To observe the changes of filamentous-actin (F-actin) during process of apoptosis and necrosis in hair cells, and investigate the early mark for hair cells pathology following noise exposure.

Twenty young SD rats were used in present study. The animals were randomly assigned into two groups, 10 animals were exposed noise and the remaining without exposure to noise served as normal control. The animals were exposed to a narrow band noise at 110 dB SPL for 8 hours. Immediately after exposure to continuous nose, the animals were exposed to 75 pairs of impulse noise at 155 dB SPL. The auditory brainstem response (ABR) thrush olds of both ears elicited by tone bursts at 5, 10 and 20 kHz were measured before, immediately and 2-week after the noise exposure. Animals were sacrificed and cochleae were quickly removed from the skull. Following fixation, whole specimens comprising the basilar membrane with Corti organ were separated from the modiolus. The organs of Corti were double stained with propidium iodide (PI), a DNA intercalating fluorescent probe used to visualize the morphologic viability of hair cell nuclei, and FITC-labeled phalloidin, a F-actin intercalating fluorescent probe used to visualize the morphologic viability of cuticular plate and the stereocilia in the hair cells. Each organ of Corti was thoroughly examined using fluorescence microscopy.

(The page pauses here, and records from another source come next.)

PR #3550, opened 2024-08-06
Project Ironsides - Debugger Analyzer tools feature

### LINKED ISSUE #3499: [Investigation & Dev Design] Gather, analyze and report Watson and related data

The existing Watson/WER feature in PI is very limited. We need to flesh this out a lot more, make it a lot easier for developers to examine and analyze Watson crash dumps, and any related information.

timkur:

This allows an external tool to be defined that can be used to analyze WER crash dumps. Their analysis can be viewed and the reports can be sorted/bucketed based on that information.

image

Then in the WER reports page, a selector item will be created for each crash analyze tool registered

image

You can right click on each selector item to choose that tool to use for the failure bucket ID grid.

image

This also removed the ExternalTools and InternalTools singletons and registered them as services instead.

This also adds a silly little test tool that helped validate much of the functionality (it analyzes cabs much faster than !analyze does).

## PR checklist
- [ ] Closes #3499 
- [ ] Tests added/passed
- [ ] Documentation updated


tools/PI/DevHome.PI/Helpers/ExternalTool.cs
```diff
@@ -180,29 +216,32 @@ internal async override void InvokeTool(Window? parentWindow, int? targetProcess
...
 
                     var startInfo = new ProcessStartInfo()
                     {
                         FileName = finalExecutable,
                         Arguments = finalArguments,
-                        UseShellExecute = true,
+
+                        // If we want to redirect standard out, we can't use shell execute
+                        UseShellExecute = !options.RedirectStandardOut,
+                        RedirectStandardOutput = options.RedirectStandardOut,
```
jaholme, line 240: this also means you would need to handle the elevation case manually for these types of tools

tools/PI/DevHome.PI/PIApp.xaml.cs
```diff
@@ -48,6 +49,9 @@ public App()
                 services.AddSingleton<PIAppInfoService>();
                 services.AddSingleton<PIInsightsService>();
                 services.AddSingleton<WERHelper>();
+                services.AddSingleton<WERAnalyzer>();
```
AmelBawa-msft, line 52: Nit: For testing and mocking services, consider using interfaces.

tools/PI/DevHome.PI/Models/WERAnalyzer.cs
```diff
@@ -0,0 +1,184 @@
...
+                Report = report,
+                Tool = tool,
+            };
+
+            // Queue the request that will be processed on a separate thread
+            _analysisRequests.Add(request);
+        }
+    }
+
+    public void Dispose()
```
AmelBawa-msft, line 178: I was going to comment on unsubscribing events here to prevent trapping objects, but this class (the subscriber) seems to be a singleton.

tools/PI/DevHome.PI/ViewModels/WERPageViewModel.cs
```diff
@@ -69,7 +78,8 @@ public WERPageViewModel()
         AttachedToApp = attachedApp is not null;
         LocalCollectionEnabledForApp = attachedApp is not null ? _werHelper.IsCollectionEnabledForApp(attachedApp + ".exe") : false;
 
-        ((INotifyCollectionChanged)_werHelper.WERReports).CollectionChanged += WER_CollectionChanged;
+        _werAnalyzer = Application.Current.GetService<WERAnalyzer>();
```
AmelBawa-msft, line 81: `WERPageViewModel` seem to be registered to and resolved from the container. Consider consuming `WERAnalyzer` from the constructor argument so it's injected at runtime.

tools/PI/TestTools/TestDumpAnalyzer/Program.cs
```diff
@@ -0,0 +1,35 @@
...
+
+namespace TestDumpAnalyzer;
+
+internal sealed class Program
+{
+    public static int Main(string[] args)
+    {
+        try
+        {
+            Console.WriteLine("args are: " + args.Length + " " + string.Join(" ", args));
```
AmelBawa-msft, line 12: Just making sure, is this test tool intended to be part of the PR code change?

AmelBawa-msft (approved):

tools/PI/DevHome.PI/PIApp.xaml.cs
timkur: I'm guessing you can't really take advantage of dependency injection unless you're using interfaces, correct? Definitely something we should start moving towards.

tools/PI/TestTools/TestDumpAnalyzer/Program.cs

The animals of test group exhibited a significant elevation of ABR threshold shifts at all tested frequencies after noise exposure immediately and 2-week. There was no detectable F-actin change in both the corresponding cuticular plates and the stereocilia in the OHCs undergoing necrosis. OHCs with slightly increased PI fluorescence and a relatively normal nuclear morphology exhibited normal level of F-actin activity. In the OHCs with mild nuclear condensation (about 3/4 of the normal size) exhibited normal or a slight increased F-actin fluorescence staining. In the OHCs with moderate or severe nuclear condensation (about 1/2 or 1/4 of the normal size), the reduction in F-actin staining was observed. Finally, in the areas where no detectable nuclear staining was present, the reduction in F-actin staining was more severely or absent.

These results suggest that compare with the change of F-actin, nuclear morphology and staining is the early mark for necrotic and apoptotic hair cells pathology following noise exposure. A biphasic change in F-actin may exist during apoptosis, an initial polymerization and a subsequent depolymerization, but F-actin may be not a necessary component of the process of necrosis in the noise-damaged OHCs.